TASK REQUIREMENTS:
Here the job is to restate every entry word for word.

SUPPLIED INFORMATION:
PR #1201, opened 2024-09-26
feat(autofix): Add Q&A interaction

roaga:
Gives Autofix the option to ask the user a question, and continue analysis once they respond.

Also adds a way to disable interactive features when requesting Autofix to start (good for evals, copilot)

### DIFF
--- a/src/seer/automation/autofix/components/coding/component.py
+++ b/src/seer/automation/autofix/components/coding/component.py
@@ -62,7 +62,7 @@ class CodingComponent(BaseComponent[CodingRequest, CodingOutput]):
                     instruction=request.instruction,
                 )
                 if not request.initial_memory
-                else ""
+                else None
             ),
             context=self.context,
         )
--- a/src/seer/automation/autofix/components/coding/component.py
+++ b/src/seer/automation/autofix/components/coding/component.py
@@ -41,6 +41,7 @@ class CodingComponent(BaseComponent[CodingRequest, CodingOutput]):
         agent = ClaudeAgent(
             tools=tools.get_tools(),
             config=AgentConfig(system_prompt=CodingPrompts.format_system_msg(), interactive=True),
+            memory=request.initial_memory,
         )
 
         task_str = (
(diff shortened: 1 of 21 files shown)


src/seer/automation/autofix/models.py
```diff
@@ -42,6 +42,7 @@ class AutofixStatus(enum.Enum):
     PROCESSING = "PROCESSING"
     NEED_MORE_INFORMATION = "NEED_MORE_INFORMATION"
     CANCELLED = "CANCELLED"
+    WAITING_FOR_USER_RESPONSE = "WAITING_FOR_USER_RESPONSE"
```
jennmueng, line 45: Do we need both `NEED_MORE_INFORMATION` and `WAITING_FOR_USER_RESPONSE`?

src/seer/automation/autofix/components/coding/component.py
```diff
@@ -52,12 +53,16 @@ def invoke(self, request: CodingRequest) -> CodingOutput | None:
...
+            (
+                CodingPrompts.format_fix_discovery_msg(
+                    event=request.event_details.format_event(),
+                    task_str=task_str,
+                    summary=request.summary,
+                    repo_names=[repo.full_name for repo in state.request.repos],
+                    instruction=request.instruction,
+                )
+                if not request.initial_memory
+                else ""
```
jennmueng, line 65: Shouldn't be passing an empty string here but simply just pass `None`, this way we wouldn't need the `if content` in `add_user_message` and instead just skip adding a user message when the run argument is none

jennmueng (commented):
quick first pass, will take a look again in a sec after standup

src/seer/automation/autofix/models.py
roaga: `NEED_MORE_INFORMATION` is for root cause selection, so I think they should be separate as the behavior once you get a response is very different

src/seer/automation/autofix/components/root_cause/component.py
```diff
@@ -31,31 +31,35 @@ def invoke(
...
-                    repo_names=[repo.full_name for repo in state.request.repos],
+                (
+                    RootCauseAnalysisPrompts.format_default_msg(
+                        event=request.event_details.format_event(),
+                        summary=request.summary,
+                        instruction=request.instruction,
+                        repo_names=[repo.full_name for repo in state.request.repos],
+                    )
+                    if not request.initial_memory
+                    else ""
```
jennmueng, line 56: same as last comment above about the run call

jennmueng (approved):
only that one point otherwise lgtm

src/seer/automation/autofix/components/root_cause/component.py
roaga: Done

src/seer/automation/autofix/components/coding/component.py
roaga: Done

ANSWER AREA:
PR #1201, opened 2024-09-26
feat(autofix): Add Q&A interaction

roaga:
Gives Autofix the option to ask the user a question, and continue analysis once they respond.

Also adds a way to disable interactive features when requesting Autofix to start (good for evals, copilot)

### DIFF
--- a/src/seer/automation/autofix/components/coding/component.py
+++ b/src/seer/automation/autofix/components/coding/component.py
@@ -62,7 +62,7 @@ class CodingComponent(BaseComponent[CodingRequest, CodingOutput]):
                     instruction=request.instruction,
                 )
                 if not request.initial_memory
-                else ""
+                else None
             ),
             context=self.context,
         )
--- a/src/seer/automation/autofix/components/coding/component.py
+++ b/src/seer/automation/autofix/components/coding/component.py
@@ -41,6 +41,7 @@ class CodingComponent(BaseComponent[CodingRequest, CodingOutput]):
         agent = ClaudeAgent(
             tools=tools.get_tools(),
             config=AgentConfig(system_prompt=CodingPrompts.format_system_msg(), interactive=True),
+            memory=request.initial_memory,
         )
 
         task_str = (
(diff shortened: 1 of 21 files shown)


src/seer/automation/autofix/models.py
```diff
@@ -42,6 +42,7 @@ class AutofixStatus(enum.Enum):
     PROCESSING = "PROCESSING"
     NEED_MORE_INFORMATION = "NEED_MORE_INFORMATION"
     CANCELLED = "CANCELLED"
+    WAITING_FOR_USER_RESPONSE = "WAITING_FOR_USER_RESPONSE"
```
jennmueng, line 45: Do we need both `NEED_MORE_INFORMATION` and `WAITING_FOR_USER_RESPONSE`?

src/seer/automation/autofix/components/coding/component.py
```diff
@@ -52,12 +53,16 @@ def invoke(self, request: CodingRequest) -> CodingOutput | None:
...
+            (
+                CodingPrompts.format_fix_discovery_msg(
+                    event=request.event_details.format_event(),
+                    task_str=task_str,
+                    summary=request.summary,
+                    repo_names=[repo.full_name for repo in state.request.repos],
+                    instruction=request.instruction,
+                )
+                if not request.initial_memory
+                else ""
```
jennmueng, line 65: Shouldn't be passing an empty string here but simply just pass `None`, this way we wouldn't need the `if content` in `add_user_message` and instead just skip adding a user message when the run argument is none

jennmueng (commented):
quick first pass, will take a look again in a sec after standup

src/seer/automation/autofix/models.py
roaga: `NEED_MORE_INFORMATION` is for root cause selection, so I think they should be separate as the behavior once you get a response is very different

src/seer/automation/autofix/components/root_cause/component.py
```diff
@@ -31,31 +31,35 @@ def invoke(
...
-                    repo_names=[repo.full_name for repo in state.request.repos],
+                (
+                    RootCauseAnalysisPrompts.format_default_msg(
+                        event=request.event_details.format_event(),
+                        summary=request.summary,
+                        instruction=request.instruction,
+                        repo_names=[repo.full_name for repo in state.request.repos],
+                    )
+                    if not request.initial_memory
+                    else ""
```
jennmueng, line 56: same as last comment above about the run call

jennmueng (approved):
only that one point otherwise lgtm

src/seer/automation/autofix/components/root_cause/component.py
roaga: Done

src/seer/automation/autofix/components/coding/component.py
roaga: Done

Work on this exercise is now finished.